I remember finding nude playing cards tucked away in the drawer of our dining room sideboard and feeling fascinated by them.

I longed for physical signs of growing up, wanting pubic hair. I had put a washcloth down there during bath time, stepping out to stare in the mirror at myself before starting self-exploration.

Being the daughter of an exotic dancer meant nudity was never treated as shameful. Morganna, "baseball's kissing bandit," had worked with my mother. She became my pen pal and one of my best friends when I was around eleven. I was enamored with her.

How would nudity and promiscuity collide?

My parents never sat me down to have "the talk"...birds and bees. We did not have conversations about consent, boundaries, or self-respect. I just remember my father warning me not to "lead boys on." The irony is, I have never known how to flirt. The idea of being seductive is almost laughable.

In sixth grade, I had a close friend who lived a mile away. Her house was cozy and beautifully styled. Her mother had elegant taste; they were professional corporate types, sophisticated. I loved being at her house. We would cook her parents' mac and cheese casserole for dinner and wait for them to come home. For hours we played on the garage swing, which faced the driveway. Each day around 4:30, my crush would walk by with his German Shepherd. He was a few grades ahead, and I fell hard. I stole money from my mom's purse and bought him an engraved ID bracelet at Sears. I was constantly leaving gifts in his mailbox. Funny thing, he was the student body president who would count the votes for my own student body president "landslide" win, which didn't help my cause any. I don't think he ever even looked at me. In hindsight, I must have terrified him.

When we were not stalking the neighborhood hottie, my friend and I found copies of Penthouse Forum adult magazines in her parents' drawer. I read the stories aloud. She thought they were hilarious.

Heavy Petting 

My puberty brought on body odor that must have been like dogs in heat, because eventually two Catholic school boys in her neighborhood- one I liked and one who liked me-started hanging around. They would play basketball at the park, and we joined their games, which led to one of them groping me and us making out in the woods. The phrase back then was "heavy petting." I recognize now how much I was hijacking our after-school play dates for my longing to have a boyfriend. I owe my friend an apology for that.
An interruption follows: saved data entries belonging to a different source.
PR #839, opened 2021-09-30
Add Flow types support

JakeLane:
A simple implementation for flow types with an aim to reduce dev loop impact.

This change takes advantage of [flowgen](https://github.com/joarwilk/flowgen) which is impressive but doesn't have a perfect implementation. A shell script is used to extract any override files (none existing yet), generate flow types with flowgen, and patch the flow types.

The patch process is implemented with simple shell transform commands (`sed` and `awk`) to keep complexity down.

Jest types are provided but since global augmentation is not supported in flow, do not function by default.


scripts/generate-flow-types.sh
```diff
@@ -0,0 +1,63 @@
...
+  if [ ! -f "${file%.*.*}.js.flow" ]; then
+    echo "Type '${file%.*.*}.js.flow' was not generated"
+    exit 1
+  fi
+done
+
+echo "Patching types"
+find "${PACKAGES[@]}" -type f -path '*/dist/*' -name '*.js.flow' -print0 | while read -rd $'\0' file; do
+  # Change import to import type (bug in flowgen)
+  sed -i '' 's/import {/import type {/g' "$file"
```
JakeLane, line 36: Would like your opinion here @MonicaOlejniczak (and @madou if you're interested).

I put this together as a way to patch together the types as I corrected the errors. Do we think this is manageable enough for the dev loop in its current form? I'm not married to this idea but I liked how simple and readable it ended up so I kept the approach. 

I think plain transformation without parsing is sufficient but I could re-write this into TS.

examples/packages/flow-types/src/index.js
```diff
@@ -0,0 +1,56 @@
+// @flow strict-local
```
MonicaOlejniczak, line 1: What is this file and package for exactly? Is it to showcase how to apply flow types, or to test the types? If the latter, then tests should live in the package they're defined in (i.e. `@compiled/react`). You can do something similar to what I setup for the RLL repository, so that you have test files like so: https://github.com/atlassian-labs/react-loosely-lazy/blob/master/packages/core/react-loosely-lazy/src/lazy/__tests__/lazy.flow.test.js

yarn.lock
```diff
@@ -8381,11 +8381,30 @@ flatten@^1.0.2:
   resolved "https://registry.yarnpkg.com/flatten/-/flatten-1.0.3.tgz#c1283ac9f27b368abc1e36d1ff7b04501a30356b"
   integrity sha512-dVsPA/UwQ8+2uoFe5GHtiBMu48dWLTdsuEd7CKGlZlD78r1TTWBvDuFaFGKCo/ZfEr95Uk56vZoX86OsHkUeIg==
 
+flow-bin@^0.160.1:
+  version "0.160.1"
+  resolved "https://packages.atlassian.com/api/npm/npm-remote/flow-bin/-/flow-bin-0.160.1.tgz#ae24ad6def1f05ae37789b6cc332b58975d29de0"
```
MonicaOlejniczak, line 8386: Can you make this resolve from `yarnpkg` instead of atlassian?

scripts/generate-flow-types.sh
MonicaOlejniczak: I think it's fine, since you should always be importing the type

In general, I prefer writing complex scripts with node / typescript, but it's fairly readable atm.

.github/workflows/build.yml
```diff
@@ -35,6 +35,9 @@ jobs:
       - name: Build source
         run: yarn build
 
+      - name: Build flow types
+        run: yarn build:types-flow
```
MonicaOlejniczak, line 39: Normally the generated types are still committed to the repository, so that you can visually inspect the generated output or manually modify them. I think that would be good to have, in addition to having a build step validate that the current types are up to date with the generated types. This might complicate the process too much, but figured I would mention it anyway.

MonicaOlejniczak (changes requested):

examples/packages/flow-types/src/index.js
JakeLane: The main intention was to break builds if the type imports failed when importing the package. Moving to regular unit test files sounds good to me, I don't think there's a huge value to importing the package retrospectively - things are gonna break elsewhere first.

yarn.lock
JakeLane: ooh nice catch

examples/packages/flow-types/src/index.js
JakeLane: - [ ] Move to test files in package

yarn.lock
JakeLane: - [ ] Fix lock file

.github/workflows/build.yml
JakeLane: sounds good to me. I'll see if I can chuck it in the pre-commit hook as well.

.flowconfig
```diff
@@ -0,0 +1,19 @@
...
+
+[declarations]
+<PROJECT_ROOT>/flow_typed/.*
+.*/node_modules/.*
+
+[lints]
+
+[options]
+
+[strict]
```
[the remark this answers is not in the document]
JakeLane: Done 👍

.github/workflows/build.yml
JakeLane: Didn't end up putting it in the pre-commit hook yet so the scope doesn't blow out too much (type generation is slow so I'd need to make sure the staged changes are only applied) but will consider doing this later in a future PR if the dev loop suffers too much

I wish I had some insight, some deep intellectual understanding of why I allowed this and went along with being sexually exploited. When I think about it now, although there were some moments of physical pleasure-and let's face it, what does one know about physical pleasure at twelve years old?-I got nothing from it. I liked his friend, the quiet one. What I remember most vividly was hating how it felt to be touched without asking while pretending to play basketball. Eventually, I grew out of it. When they came around, I would just blow them off...okay, maybe that was a poor choice of words.